> Assignment
All records given below must be printed word for word.

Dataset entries

§

PR #497, opened 2022-11-15
Peter/interlend borrow repay impl

peterslany:
Adding implementation and simple tests for borrow, repay and claimReward extrinsics.

### DIFF
--- a/src/parachain/loans.ts
+++ b/src/parachain/loans.ts
@@ -130,48 +130,40 @@ export interface LoansAPI {
     disableAsCollateral(underlyingCurrency: CurrencyExt): Promise<void>;
 
     /**
-     * Claim subsidy reward for specified currency.
-     *
-     * @param currency Currency for which to claim reward.
-     * @throws If no position exists for `currency` and account.
-     */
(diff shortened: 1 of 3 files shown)


src/parachain/loans.ts
```diff
@@ -335,6 +327,10 @@ export class DefaultLoansAPI implements LoansAPI {
         const currentBorrowIndex = Big(decodeFixedPointType(marketStatus[6]));
         const accumulatedDebt = this._calculateAccumulatedDebt(borrowedAmount, snapshotBorrowIndex, currentBorrowIndex);
 
+        if (borrowedAmount.eq(0)) {
+            return null;
+        }
```
bvotteler, line 323: Suggestion: Move this up a bit to avoid calculating numbers that don't matter if we return `null`

bvotteler (approved):
Looks fine to me. 

I do suggest moving the early `null` return up a bit (see other comment), but that isn't blocking. We can also get back to this later.

src/parachain/loans.ts
peterslany: Thanks, that's very good catch, actually it also resolves bug caused by zero division that I found :raised_hands:

PR #500, opened 2022-11-18
refactor(interlend): add separate method for getting acrruedReward

peterslany:
Refactoring rewards by putting them outside of the `LoanPosition` type and adding separate method to obtain them.


src/parachain/loans.ts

§

> Solution below
PR #497, opened 2022-11-15
Peter/interlend borrow repay impl

peterslany:
Adding implementation and simple tests for borrow, repay and claimReward extrinsics.

### DIFF
--- a/src/parachain/loans.ts
+++ b/src/parachain/loans.ts
@@ -130,48 +130,40 @@ export interface LoansAPI {
     disableAsCollateral(underlyingCurrency: CurrencyExt): Promise<void>;
 
     /**
-     * Claim subsidy reward for specified currency.
-     *
-     * @param currency Currency for which to claim reward.
-     * @throws If no position exists for `currency` and account.
-     */
(diff shortened: 1 of 3 files shown)


src/parachain/loans.ts
```diff
@@ -335,6 +327,10 @@ export class DefaultLoansAPI implements LoansAPI {
         const currentBorrowIndex = Big(decodeFixedPointType(marketStatus[6]));
         const accumulatedDebt = this._calculateAccumulatedDebt(borrowedAmount, snapshotBorrowIndex, currentBorrowIndex);
 
+        if (borrowedAmount.eq(0)) {
+            return null;
+        }
```
bvotteler, line 323: Suggestion: Move this up a bit to avoid calculating numbers that don't matter if we return `null`

bvotteler (approved):
Looks fine to me. 

I do suggest moving the early `null` return up a bit (see other comment), but that isn't blocking. We can also get back to this later.

src/parachain/loans.ts
peterslany: Thanks, that's very good catch, actually it also resolves bug caused by zero division that I found :raised_hands:

PR #500, opened 2022-11-18
refactor(interlend): add separate method for getting acrruedReward

peterslany:
Refactoring rewards by putting them outside of the `LoanPosition` type and adding separate method to obtain them.


src/parachain/loans.ts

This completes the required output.